Pros: Most of the lines and corners are detected correctly in different circumstances(background, angle, noise, handwriting, light, shadow, imcomple paper sheet etc.) without tuning parameters for each image seperately.
Cons: Cropped results is blureed due to bilinear interpolation. A few of the lines and corners are not aligned perfectly. There are several reasons:

  • “Due to imperfection errors in the edge detection step, there will usually be errors in the accumulator space, which may make it non-trivial to find the appropriate peaks, and thus the appropriate lines.”

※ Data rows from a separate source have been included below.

Issue #4804, opened 2022-12-07
job-manager: updates checkpoint.job-manager each time queue state changes


garlick:
Problem: As noted in #4776, 1fc00e95d3f15e2a74b073892ce81da1cf15c36b added support to save/restore job manager queue state with the job manager checkpoint.  For some reason it also forces a KVS commit of the checkpoint each time the state changes, which seems unnecessary.

We should probably only save the state when the module unloads.

PR #4856, opened 2023-01-05
job-manager: do not checkpoint on every queue state change

chu11:
Per #4804, the number of checkpoints to the KVS seems a bit excessive, as it occurs on every change.

Instead, do it only when the user asks to via a `sync` flag.  So that users can say "hey preserve this specific change just in case of catastrophic failure", as well as to help with testing.

I made one additional change that I think is important, when checkpointing in the `job-manager`, make sure that the FLUX_KVS_SYNC flag is set, to ensure the data is on the backing store as well.  Would have slowed things down before, but now that syncs are optional, I think it more than offsets it.

### DIFF
--- a/src/modules/job-manager/queue.c
+++ b/src/modules/job-manager/queue.c
@@ -619,8 +619,6 @@ static void queue_enable_cb (flux_t *h,
         if (jobq_enable (q, enable, disable_reason) < 0)
             goto error;
     }
-    if (restart_save_state (queue->ctx) < 0)
-        flux_log_error (h, "problem saving checkpoint after queue change");
     if (flux_respond (h, msg, NULL) < 0)
         flux_log_error (h, "error responding to job-manager.queue-enable");
     return;
@@ -719,8 +717,6 @@ static void queue_start_cb (flux_t *h,
         else
             queue_stop (queue, name);
     }
-    if (restart_save_state (queue->ctx) < 0)
-        flux_log_error (h, "problem saving checkpoint after queue change");
     if (flux_respond (h, msg, NULL) < 0)
         flux_log_error (h, "error responding to job-manager.queue-start");
     return;
--- a/doc/man1/flux-queue.rst
+++ b/doc/man1/flux-queue.rst
@@ -84,7 +84,7 @@ OPTIONS
    Be taciturn.
 
 **-a, --all**
-   Use with *enable*, *disable*, *stop, or *start* subcommands to
+   Use with *enable*, *disable*, *stop*, or *start* subcommands to
    signify intent to affect all queues, when queues are configured but
    *--queue* is missing.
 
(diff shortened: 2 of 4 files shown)


src/modules/job-manager/restart.c
```diff
@@ -241,7 +241,7 @@ int restart_save_state (struct job_manager *ctx)
 
     if (!(txn = flux_kvs_txn_create ())
         || restart_save_state_to_txn (ctx, txn) < 0
-        || !(f = flux_kvs_commit (ctx->h, NULL, 0, txn))
+        || !(f = flux_kvs_commit (ctx->h, NULL, FLUX_KVS_SYNC, txn))
```
garlick, line 244: Again - high cost operation, and we already have `kvs.checkpoint-period` periodically saving the KVS root.

src/cmd/flux-queue.c
```diff
@@ -49,6 +49,9 @@ static struct optparse_option stop_opts[] = {
     { .name = "all", .key = 'a', .has_arg = 0,
       .usage = "Force command to apply to all queues if none specified",
     },
+    { .name = "sync", .has_arg = 0,
+      .usage = "Flush current queue state to KVS after update",
+    },
```
garlick, line 54: As noted previously I think this option is not something an admin needs/wants.

garlick (changes requested):
As noted inline, I think the KVS_SYNC flag is inappropriate, and the user-facing option is probably not the right way to go.   However, maybe the change suggested in #4856 is going too far in the opposite direction?

If we left the KVS commit of queue state changes as is, then at least `kvs.checkpoint-period` would make sure the backing store is kept reasonably current in the event of a crash.  Thoughts?

src/modules/job-manager/queue.c
```diff
@@ -610,8 +612,10 @@ static void queue_enable_cb (flux_t *h,
         if (jobq_enable (q, enable, disable_reason) < 0)
             goto error;
     }
-    if (restart_save_state (queue->ctx) < 0)
-        flux_log_error (h, "problem saving checkpoint after queue change");
+    if (sync) {
+        if (restart_save_state (queue->ctx) < 0)
+            flux_log_error (h, "problem saving checkpoint after queue change");
+    }
```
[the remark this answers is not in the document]
chu11: Yeah, I basically went down this path solely to keep some current tests working (they check `checkpoint.job-manager` directly after a `flux queue enable/disable/start/stop`.  Will re-do and just re-work the tests instead!

chu11:
re-pushed, going with an alternate approach.  Simply do not checkpoint on every queue state change, only checkpoint when the `job-manager` module is unloaded.

Had to update some tests as a result.

garlick (approved):
LGTM!

garlick:
Any reason not to set MWP on this?

chu11:
nope, was just waiting for your approval :-)

Issue #4822, opened 2022-12-10
job-manager: default queues to disabled and stopped


chu11:
from a discussion in #4776

> Another related thought is that we could make the initial state of a named queue disabled and stopped so that we could add them on the fly without there being a race where they might be used before that is intended. For example, the admins could add a DAT queue to the config and then enable but not start it to allow jobs to be submitted before the DAT. It would not be good to do that for the anonymous queue though, since that would break batch jobs. Just a thought to consider.

chu11:
Note that queues automatically being enabled/started led to this annoyance in some flux-accounting tests

https://github.com/flux-framework/flux-accounting/pull/302

newly created queues were automatically enabled/started and jobs began to run, leading to errors in tests.

chu11:
hmmm, its sort of annoying having to do

```
flux queue enable
flux queue start
```

after every new queue that is setup.  Admittedly this is mostly annoying in testing b/c we're making new queues all of the time.  Wondering if we could combine into a single command.  like

`flux queue enable --start`

chu11:
OR ... should queues be defaulted to enabled and stopped?  i.e. jobs can be submitted, but none schedulable?

garlick:
Or maybe the reverse (disabled, running)?  If no jobs are enqueued then none can be scheduled right?

We're only talking about brand new queues since their state is saved/restored on each Flux restart after that.

chu11:
> (disabled, running)

I assume you mean `disabled/started`.

My assumption is the common situation is gonna be for a DAT, so the admin sets up a new queue named `DAT_queue_jan_5_2023` or something.    We allow the user(s) of the DAT to start submitting, and when the DAT begins, the admin just starts it (`flux queue start`)??

garlick:
Oops, yeah I meant `disabled/started`.

I had assumed there would be a single, long-lived "all" queue for DATs and hadn't considered queues created for each one, but that seems like something people might want to do since it would allow preparations for multiple DATs (or DAT phases) to be made in parallel.

Pondering a bit more, you're  probably right about `enabled/stopped` being the preferred initial state.  I was thinking the admin would want control over when to allow jobs to be submitted, but it might be surprising if the queue is enabled and the jobs start running!  Yeah, I'm voting for your original proposal now.

PR #4857, opened 2023-01-07
job-manager: default queues to disabled and stopped

chu11:
Per #4822

Per a comment in #4822, I would like to throw up for discussion if the default should be "enabled / stopped" instead of "disabled / stopped".  So potential we'll want to tweak this.


garlick:
Does @ryanday36 have an opinion on what the initial state of a newly created queue should be?

The initial thought was "disabled" (users cannot submit) and "stopped" (no scheduling).  @chu11 is suggesting maybe "enabled" (users can submit) and "stopped" (no scheduling).

As noted in #4822, the current enabled/started initial state seems like it could result in...surprises.

ryanday36:
A default of enabled/stopped seems reasonable to me. It might also be useful to allow the admin to set the state in the config somewhere. e.g. we currently have various `policy.limit` set by queue in `policy.toml`. Could we add `policy.state` to set default disabled/enabled and stopped/started? I guess then we'd also have to decide on what takes precedence when things get restarted, so maybe that's more than we need to worry about right now.

garlick:
Thanks @ryanday36 !  I'll open an issue on config file support as I think that could be discussed independently of this.

chu11:
per discussion here and in #4822, lets go with enabled / stopped as the default.

chu11:
oops, had some missing `&&` chains, squashed and re-pushed

garlick (approved):
LGTM.

I assume since the accounting and sched tests are working in CI that this doesn't break anything over there...

chu11:
> I assume since the accounting and sched tests are working in CI that this doesn't break anything over there...

That's the assumption (although flux-sched builder seems hung on something non-testing related.  but I built and tested against this tree w/ flux-sched and all was good)

chu11:
looks like we'll need to do some `flux-sched` updates, i accidentally tested against master locally, oops

garlick:
I'd guess the sched updates are just adding `flux queue start` which would be no-ops if the queue is already started, so we could merge that change in sched before this goes in?

chu11:
> I'd guess the sched updates are just adding flux queue start which would be no-ops if the queue is already started, so we could merge that change in sched before this goes in?

Yup, that's my plan.  Just making sure it works against `master` right now.

PR #5388, opened 2023-08-14
testsuite: relax systemctl output parsing

garlick:
Problem: the t2412-sdexec-perilog.t test script expects exactly one space between output columns but this fails in some environments.

The failing environment is a Ubuntu 22.04 LTS system running systemd 249.11-0ubuntu3.9.

Allow any number of spaces between the columns.


chu11 (approved):
LGTM

PR #5390, opened 2023-08-15
do not search for module and connector DSOs recursively

### LINKED ISSUE #5387: libflux: each directory in FLUX_CONNECTOR_PATH is searched recursively
Problem: we have "extra" connector loading code in [handle.c](https://github.com/flux-framework/flux-core/blob/d403e533ee222a38b04822f1227701236568dc9f/src/common/libflux/handle.c#L222) to find in-tree connector DSOs that are built in the ir own directory.

As a cleanup we could just build the connectors in `src/connectors` with one top level `Makefile.am` like we now do in `src/modules` (#5085) and then just set the in-tree connector path to `src/connectors/.lib`.   The recursive glob search could then be dropped.

garlick:
Problem: connector DSOs are each built in a separate directory, resulting in unnecessary recursive directory searching when loading them from the source tree.

Switch to a single Makefile.am that puts the build products in one directory, then change the definition of INTREE_CONNECTOR_PATH to `$(abs_top_builddir)/src/connectors/.libs` instead of the directory containing it.

Fixes #5387


grondo (approved):
LGTM. Nice to remove some recursive Makefiles!

Can the recursive directory search also be removed from `connector_find()` in libflux?

Not really necessary I suppose since the connector modules are now always installed into their own directory...

garlick:
Yeah I was thinking the recursive search could be removed too but the absence of a drop-in replacement for `dirwalk_find()` (from libutil/dirwalk.c) that is not recursive was not available?  (I was slightly surprised to see that the broker still used `dirwalk_find()` after the changes I made over there and wasn't remembering why but that must be it?)

Should we add a DIRWALK_NORECURSE option to `dirwalk_find()` and use it in both those situations?

src/common/libutil/dirwalk.c
```diff
@@ -233,7 +233,8 @@ static int dirwalk_traverse (dirwalk_t *d, dirwalk_filter_f fn, void *arg)
                 dirwalk_stop (d, errno);
             continue;
         }
-        if (S_ISDIR (d->current->sb.st_mode)) {
+        if (S_ISDIR (d->current->sb.st_mode)
+            && !(d->flags & DIRWALK_NORECURSE)) {
```
grondo, line 237: There's no use case for this, so I hesitate to even mention it, but will this break the use of `DIRWALK_FIND_DIR` with `DIRWALK_NORECURSE`? We could just issue an error if both flags are used together, or I think if you just `dirwalk_visit()` the directory instead of `dirwalk_traverse()` when `DIRWALK_FIND_DIR` is requested, that might fix it? (after 2 minutes of examining code, so I might have got it wrong)

grondo: Oh, thanks, that should have been obvious sorry!

PR #5394, opened 2023-08-16
flux-top: fix title when connected to instances that are not jobs

grondo:
This PR fixes the window title for `flux top` when connected to an instance that is not a job, e.g. a system instance or test instance started with `flux start`, etc.


chu11 (approved):
LGTM!

grondo:
Thanks! Setting MWP.

PR #5396, opened 2023-08-16
matrix: add arm64 install-only builder

trws:
This is a step-1 to supporting arm64 a bit better in CI.  If this is
fast enough, maybe we can get some occasional smoke tests on top of it
or something but it should make getting dev containers going easier at
the least.

### DIFF
--- a/src/test/generate-matrix.py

  • High-precision type like double is used for parameters like m and b while some parameters like angle, rho and cordinates of points have to use type like int for pixel by pixel calculation and storage in matrix. Error is produced when casting type.
  • The edges in images are not straight.